Double cohesion has proved to be a useful tool to assemble robust 2D arrays of large tiles. Here we present a variety of examples showing the utility of this approach. We apply this principle to the 3 types of 2D lattice sections of arrays whose individual tiles are inherently 3 dimensional, because they contain three vectors that span 3-space. This application includes motifs which are based on the tensegrity triangle, the six-helix bundle motif and on three skewed triple crossover molecules. All of these designs have the potential to form 3 dimensional structures if all three directions of propagation are allowed. If one direction is blunted, 2D arrays form, and all 3 combinations are presented here.
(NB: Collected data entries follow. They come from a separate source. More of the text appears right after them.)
PR #817, opened 2023-08-17
feat: collect logs for successful journey as well

shahzad31:
collect logs for successful journey as well !!

For successful journey we collect last 10 errors, last 5 warns, infos and logs

### DIFF
--- a/src/helpers.ts
+++ b/src/helpers.ts
@@ -36,6 +36,8 @@ import {
   NetworkConditions,
   Location,
   ThrottlingOptions,
+  StatusValue,
+  BrowserMessage,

In addition, a large parallelogram array that was not attainable previously using single duplex cohesion was also constructed using double cohesion. For comparison, arrays which use another type of double cohesion, double paranemic (PX) cohesion are also presented. Double cohesion of sticky ends proved to be the more effective tool to assemble large motifs into arrays.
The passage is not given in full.